My setup is similar to the one outlined in the roots.io documentation. I have a repository that contains both the Bedrock wordpress site and a folder containing the Trellis repository. Therefore, my approach was to move the old trellis folder to a deprecated folder so I could still have access to all my settings. I then cloned the latest master branch of the Trellis repo and removed the git repo from it because I’ll commit the entire project to my repo.
cd ~/dev/my-wordpress-repo
mv trellis deprecated-trellis
git clone git@github.com:roots/trellis.git
cd trellis
rm -rf .git

Copy over my site settings

The group_vars folder contains the vault credentials as well as the setup parameters for the various sites you have in the repo. Therefore, I checked whether the format was still the same and then copied them over to the new trellis folder. The hosts/production file contains the IP address of your host. In my case, I updated it to my new host I’d just spun up on Linode in my case.

Copy over SSL Certificates

Ideally, I want a zero downtime upgrade, so my strategy is to deploy the sites on the upgraded server and then switch over the DNS to point to the new server once everything seems to work fine. However, generating a new SSL cert on the new server will fail, because the challenge part, where the Letsencrypt servers request a file on the new server for the domain will use the old server. One solution I found was in this GitHub issue for the Trellis CLI tool where you just copy over the SSL certs from the original server to a new one.
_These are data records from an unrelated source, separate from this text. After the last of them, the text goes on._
PR #354, opened 2021-07-15
refactor: 💡 Converted SQFormTextarea to TypeScript

shoaibhassan:
ScreenCast of this is working in the storybook.
https://www.screencast.com/t/WwXQJTPY37Zd

### DIFF
--- a/src/components/SQForm/SQFormTextarea.tsx
+++ b/src/components/SQForm/SQFormTextarea.tsx
@@ -3,35 +3,35 @@ import TextField from '@material-ui/core/TextField';
 import Grid from '@material-ui/core/Grid';
 import {useFormikContext, FormikProps} from 'formik';
 import {useForm} from './useForm';
-import {TextareaAutosizeProps, TextFieldProps} from '@material-ui/core'
+import {TextFieldProps} from '@material-ui/core';
 import BaseFieldProps from '../../types/BaseFieldProps';
 import {toKebabCase} from '../../utils';
 
 interface SQFormTextareaProps extends BaseFieldProps {
   /** Placeholder text used inside the input field to provide hints to the user */
-  placeholder: string;
+  placeholder?: string;
   /** Disabled property to disable the input if true */
-  isDisabled: boolean;
+  isDisabled?: boolean;
   /** Required property used to highlight input and label if not fulfilled */
-  isRequired: boolean;
+  isRequired?: boolean;
   /** Custom onBlur event callback */
-  onBlur: React.FocusEventHandler;
+  onBlur?: React.FocusEventHandler<HTMLTextAreaElement>;
   /** Custom onChange event callback */
-  onChange: React.ChangeEventHandler;
+  onChange?: React.ChangeEventHandler<HTMLTextAreaElement>;
   /** Number of rows to display when multiline option is set to true. */
-  rows: number;
+  rows?: number;
   /** Maximum number of rows to display when multiline option is set to true. */
-  rowsMax: number;
+  rowsMax?: number;
   /** Attributes applied to the `textarea` element */
-  inputProps: TextareaAutosizeProps;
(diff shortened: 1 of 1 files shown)


src/components/SQForm/SQFormTextarea.tsx
```diff
@@ -1,12 +1,39 @@
...
+  /** Custom onBlur event callback */
+  onBlur: React.FocusEventHandler;
+  /** Custom onChange event callback */
+  onChange: React.ChangeEventHandler;
+  /** Number of rows to display when multiline option is set to true. */
+  rows: number;
+  /** Maximum number of rows to display when multiline option is set to true. */
+  rowsMax: number;
+  /** Attributes applied to the `textarea` element */
+  inputProps: TextareaAutosizeProps;
```
sohail-panezai, line 26: I don't think the type for inputProps should be TextAreaAutosizeProps because we are not using TextAreaAutosize component inside SQFormTextArea component. I think the type should be `React.InputHTMLAttributes<HTMLInputElement>`  as the component being used is TextField component but would like to see what others say in the matter. @SeanGroff @codyarose

src/components/SQForm/SQFormTextarea.tsx
```diff
@@ -1,12 +1,39 @@
...
 
+interface SQFormTextareaProps extends BaseFieldProps {
+  /** Placeholder text used inside the input field to provide hints to the user */
+  placeholder: string;
+  /** Disabled property to disable the input if true */
+  isDisabled: boolean;
+  /** Required property used to highlight input and label if not fulfilled */
+  isRequired: boolean;
+  /** Custom onBlur event callback */
+  onBlur: React.FocusEventHandler;
```
codyarose, line 18: To be more explicit:
```suggestion
  onBlur: React.FocusEventHandler<HTMLTextAreaElement>;
```

src/components/SQForm/SQFormTextarea.tsx
```diff
@@ -1,12 +1,39 @@
...
+  /** Custom onChange event callback */
+  onChange: React.ChangeEventHandler;
```
codyarose, line 20:
```suggestion
  onChange: React.ChangeEventHandler<HTMLTextAreaElement>;
```

src/components/SQForm/SQFormTextarea.tsx
```diff
@@ -1,12 +1,39 @@
...
 import Grid from '@material-ui/core/Grid';
-import {useFormikContext} from 'formik';
-
+import {useFormikContext, FormikProps} from 'formik';
 import {useForm} from './useForm';
+import {TextareaAutosizeProps, TextFieldProps} from '@material-ui/core'
+import BaseFieldProps from '../../types/BaseFieldProps';
 import {toKebabCase} from '../../utils';
 
+interface SQFormTextareaProps extends BaseFieldProps {
```
codyarose, line 10: Per the original propTypes, `name` and `label` are the only required props, which are included in `BaseFieldProps`, everything else here should be set to optional.

src/components/SQForm/SQFormTextarea.tsx
codyarose: @sohail-panezai is correct; we shouldn't use `TextAreaAutosizeProps` because we're not using that component here, and the type for `inputProps` should be the html textarea element's props/attributes not a React component's props.
`React.InputHTMLAttributes<HTMLTextAreaElement>` should work

codyarose (changes requested):

src/components/SQForm/SQFormTextarea.tsx
shoaibhassan: @codyarose  field those are not required set to Optional

codyarose (approved):

gdoohen1 (approved):

PR #361, opened 2021-07-21
Issue244/loading spinner convert ts

jamesgriffith9519:
Convert LoadingSpinner to TS and create story file
#359 
#244

### DIFF
--- a/src/components/LoadingIcon/LoadingIcon.tsx
+++ b/src/components/LoadingIcon/LoadingIcon.tsx
@@ -1,7 +1,7 @@
 import React from 'react';
 import {makeStyles} from '@material-ui/core/styles';
 
-const useStyles = makeStyles(theme => ({
+const useStyles = makeStyles({
   '@keyframes bumpit': {
     '0%': {
       transform: 'scale(1)'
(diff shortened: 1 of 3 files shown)


jamesgriffith9519:
Here's a loom video explaining some of the changes i had to work through! https://loom.com/share/69445665604844f78b23a67c930ac088

TLDR, or rather TDLW? 
The loadingIcon component that is being consumed by this component had broken animations, they were not working and the icon was static because the syntax for animations was incorrect for makestyles, so i had to correct that first.

Next there wasn't a story for this so i took a crack at creating one, let me know if i should make adjustments to it! 

lastly, simple conversion from JS to TS for the LoadingSpinner component.

stories/LoadingSpinner.stories.js
```diff
@@ -0,0 +1,21 @@
...
+  }
+};
+
+export const LoadingSpinnerWithoutMessage = () => {
+  return <LoadingSpinner />;
+};
+
+export const LoadingSpinnerWithMessage = args => {
+  return <LoadingSpinner message={args.message ?? 'Loading...'} />;
+};
```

Once you switch over your DNS to point to the new server, you can regenerate a cert using Letsencrypt on the new server.

Dump and Restore the Database and copy over the media files

This part could be automated in Ansible workbooks but for speed, I just did it manually (writing this out from memory).
# on the old host
cd /srv/www/thomascarney.org/current
wp db export - | gzip > database_backup_thomas_carney_org.gz

# rsync the backup to my local machine
rsync -a web@173.230.140.56:~/database_backup_thomas_carney_org.gz ~/dev/database_backups

# rsync the backup to the new host
rsync database_backup_thomas_carney_org.gz web@104.200.28.168:/home/web

# on the new host restore the database back into the database
gunzip -k ~/database_backup_thomas_carney_org.gz
mysql thomas_carney_production < database_backup_thomas_carney_org

# Rsync the uploads folder from the old host to my local machine
rsync -arv web@173.230.140.56:/srv/www/thomascarney.org/shared/uploads ~/dev/uploads

# Rsync the uploads to the new host
rsync -rv uploads web@104.200.28.168:/srv/www/thomascarney.org/shared

Test the new host to see if everything is working correctly

In order to do this, I update my /etc/hosts file to point to the new host. This way, I can browse the new host without having to switch over the DNS. This lets me catch any issues before rolling out the new host publically.
sudo vim /etc/hosts
# add the following to the file
104.200.28.168 thomascarney.org

Update my DNS settings to point to the new host

Now, I can finally update my dns settings on my domain host to point to the brand new shiny server.